Stored data:
PR #68681, opened 2024-10-14
【Hackathon 7th No.20】为 Paddle 新增 Tensor.set_ -part

NKNaN:
### PR Category

User Experience

### PR Types

New features

### Description

rfc: https://github.com/PaddlePaddle/community/pull/968

### DIFF
--- a/paddle/phi/kernels/set_inplace.cc
+++ b/paddle/phi/kernels/set_inplace.cc
@@ -11,12 +11,8 @@
 // WITHOUT WARRANTIES OR CONDITIONS OF ANY KIND, either express or implied.
 // See the License for the specific language governing permissions and
 // limitations under the License.
-#include "paddle/common/flags.h"
-#include "paddle/phi/backends/all_context.h"
 #include "paddle/phi/core/kernel_registry.h"
 #include "paddle/phi/kernels/set_inplace_kernel.h"
-
-COMMON_DECLARE_bool(use_stride_kernel);
 
 namespace phi {
 
@@ -28,18 +24,17 @@ void SetInplaceKernel(const Context& dev_ctx,
                       const std::vector<int64_t>& stride,
                       int64_t offset,
                       DenseTensor* out) {
-  if (!FLAGS_use_stride_kernel) {
-    PADDLE_THROW(common::errors::Fatal(
-        "FLAGS_use_stride_kernel is closed. Strided kernel "
-        "be called, something wrong has happened!"));
-  }
   auto meta = out->meta();
   meta.dims = DDim(dims.data(), static_cast<int>(dims.size()));
   meta.strides = DDim(stride.data(), static_cast<int>(stride.size()));
   meta.offset = offset;
-  // reset holder to nullptr
-  out->clear();
-  *out = DenseTensor{source.Holder(), meta};
+  if (x.IsSharedWith(source)) {
+    out->set_meta(meta);
+  } else {
+    // reset holder to nullptr
+    out->clear();
+    *out = DenseTensor{source.Holder(), meta};
+  }
   out->ShareInplaceVersionCounterWith(x);
 }
 
@@ -47,7 +42,7 @@ void SetInplaceKernel(const Context& dev_ctx,
 
 PD_REGISTER_KERNEL(set,
                    CPU,
-                   STRIDED,
+                   ALL_LAYOUT,
                    phi::SetInplaceKernel,
                    bool,
                    uint8_t,
@@ -65,7 +60,7 @@ PD_REGISTER_KERNEL(set,
 #if defined(PADDLE_WITH_CUDA) || defined(PADDLE_WITH_HIP)
 PD_REGISTER_KERNEL(set,
                    GPU,
-                   STRIDED,
+                   ALL_LAYOUT,
                    phi::SetInplaceKernel,
                    bool,
                    uint8_t,
--- a/paddle/phi/kernels/set_inplace_kernel.h
+++ b/paddle/phi/kernels/set_inplace_kernel.h
@@ -1,4 +1,4 @@
-// Copyright (c) 2023 PaddlePaddle Authors. All Rights Reserved.
+// Copyright (c) 2024 PaddlePaddle Authors. All Rights Reserved.
 //
 // Licensed under the Apache License, Version 2.0 (the "License");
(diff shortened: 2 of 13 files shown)


python/paddle/tensor/creation.py
```diff
@@ -3257,3 +3257,101 @@ def geometric_(
...
+            Tensor(shape=[3], dtype=float32, place=Place(cpu), stop_gradient=True,
+            [11., 33., 55.])
+
+            >>> x = paddle.to_tensor([1., 2., 3., 4., 5.])
+            >>> x.set_(src2, offset=1)
+            >>> print(x.offset)
+            1
+
+    """
+    if in_dynamic_mode():
```
zxcd, line 3336: add data dtype check

paddle/phi/kernels/stride/set_inplace.cc
```diff
@@ -0,0 +1,48 @@
...
+  meta.offset = offset;
+  // reset holder to nullptr
+  out->clear();
+  *out = DenseTensor{source.Holder(), meta};
+  out->ShareInplaceVersionCounterWith(x);
+}
+
+}  // namespace phi
+
+PD_REGISTER_KERNEL_FOR_ALL_BACKEND_DTYPE(set, STRIDED, phi::SetInplaceKernel) {}
```
zxcd: add register for cpu

NKNaN: Does `PD_REGISTER_KERNEL_FOR_ALL_BACKEND_DTYPE` already register for cpu?

zxcd: PD_REGISTER_KERNEL is work for cpu

NKNaN: revised

python/paddle/tensor/creation.py
NKNaN: added in branch `source is not None`

python/paddle/tensor/creation.py
```diff
@@ -3257,3 +3257,125 @@ def geometric_(
...
+        if source is None:
+            source = paddle.empty([0], dtype=x.dtype)
+            shape = [0]
+            stride = [0]
+        else:
+            if not isinstance(source, (Variable, core.eager.Tensor)):
+                raise ValueError(
+                    f"Input (source) should be paddle.Tensor but received {type(source)}"
+                )
+            if source.dtype not in [
```
zxcd: suppose to use check_dtype(), also in python code, "bfloat16" should type with "uint16"

NKNaN: revised

paddle/phi/kernels/stride/set_inplace.cc
```diff
@@ -0,0 +1,80 @@
...
+                   phi::SetInplaceKernel,
+                   bool,
+                   uint8_t,
+                   int8_t,
+                   int16_t,
+                   int,
+                   int64_t,
+                   float,
+                   double,
+                   phi::dtype::complex<float>,
```
zxcd: is CPU unspport float16 and bfloat16？

NKNaN: I don't know whether all kind of CPU support `float16` and `bfloat16` so they are not registered here

zxcd: I think you can try the same way with paddle/phi/kernels/strided_slice_kernel.cc

NKNaN: OK, `float16` and `bfloat16` are added.

zxcd: `STRIDED` may change to `ALL_LAYOUT` ？

NKNaN: revised

zxcd (approved):
LGTM

paddle/phi/kernels/set_inplace.cc
```diff
@@ -0,0 +1,77 @@
+// Copyright (c) 2024 PaddlePaddle Authors. All Rights Reserved.
```
jeff41404: `inplace` is a concept in the level of `ops`(in the `ops.yaml`), representing the space where ops's output can write to the space of input. so in the level of `kernel`, there is no concept of `inplace`, because both `inplace ops` and `non-inplace ops` use  the same computational logic and the same kernel.
so, we suggest filename is `set_kernel.cc`

paddle/phi/kernels/set_inplace_kernel.h
```diff
@@ -0,0 +1,30 @@
+// Copyright (c) 2024 PaddlePaddle Authors. All Rights Reserved.
```
jeff41404: `inplace` is a concept in the level of `ops`(in the `ops.yaml`), representing the space where ops's output can write to the space of input. so in the level of `kernel`, there is no concept of `inplace`, because both `inplace ops` and `non-inplace ops` use  the same computational logic and the same kernel.
so, we suggest filename is `set_kernel.h`

python/paddle/__init__.py
```diff
@@ -1173,4 +1174,5 @@
     'diagonal_scatter',
     'combinations',
     'signbit',
+    'set_',
```
jeff41404: Do we need to support the usage of `paddle.set_(x, source, ....)`? If it is not recommended for users to use it this way(recommended only `x.set_(source, ...)` when x is `Tensor`), there is no need to add it here.

zxcd: This time only support `Tensor.set_` , this line can be deleted.

paddle/phi/kernels/set_inplace.cc
NKNaN: revised

paddle/phi/kernels/set_inplace_kernel.h
NKNaN: revised

python/paddle/__init__.py
NKNaN: deleted

zxcd (approved):

jeff41404 (approved):
LGTM

sunzhongkai588 (approved):
LGTM for docs

luotao1:
可以提交中文文档啦

PR #68689, opened 2024-10-14
[XPU] Modify the lash_attn and grad operator’s bf16 format to approximate round-to-nearest-even.

ZibinGuo:
### PR Category
Custom Device

### PR Types
Others

### Description
Modify the lash_attn and grad operator’s bf16 format to approximate round-to-nearest-even.


lj970926 (approved):
LGTM

PR #68696, opened 2024-10-14
Support densemask with causal in flash attention

umiswing:
### PR Category

Performance Optimization

### PR Types

Performance

### Description

Pcard-70459
Support densemask with causal in flash attention.


GuoxiaWang (approved):
LGTM

PR #68716, opened 2024-10-15
[PIR][oneDNN] Fix bf16 placement for Reshape

LLee233:
### PR Category

Performance Optimization

### PR Types

Others

### Description

During Model perf benchmark, we found Reshape didn't go into BF16 kernel. Hence I optimize the logic to enable it and other former impacted ops

### DIFF
--- a/paddle/fluid/pir/transforms/onednn/cpu_bfloat16_placement_pass.cc
+++ b/paddle/fluid/pir/transforms/onednn/cpu_bfloat16_placement_pass.cc
@@ -98,7 +98,7 @@ class OneDNNBf16PlacementPattern : public pir::RewritePattern {
     }
 
     const std::vector<std::string> permitted_input_names = {
-        "x", "y", "input", "residual_param"};
+        "x", "y", "input", "residual_param", "residual_data"};
     auto op_name = op->name();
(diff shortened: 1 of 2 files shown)


paddle/fluid/pir/transforms/onednn/cpu_bfloat16_placement_pass.cc
```diff
@@ -97,9 +97,29 @@ class OneDNNBf16PlacementPattern : public pir::RewritePattern {
       }
     }
 
-    int i = 0;
-    for (auto& value : op->operands_source()) {
-      pir::Type type = op->operand_type(i++);
+    const std::vector<std::string> permitted_input_names = {
+        "x", "y", "input", "residual_param"};
```
zhanglirong1999: Also need residual_data. For fused_matmul, it names residual_data as residual_param.

LLee233: Added. By the way, don't you think we could unify this name instead? Not sure where does the difference come from though...

zhanglirong1999 (approved):
LGTM

PR #68783, opened 2024-10-17
add pd_op.min converter for PIR TRT and base ReduceCommonOpPattern

zhink:
### PR Category

Inference

### PR Types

Problem to work on:
Your reply should contain only the number of lines in the entries above with the word "flash".

Answer space:
2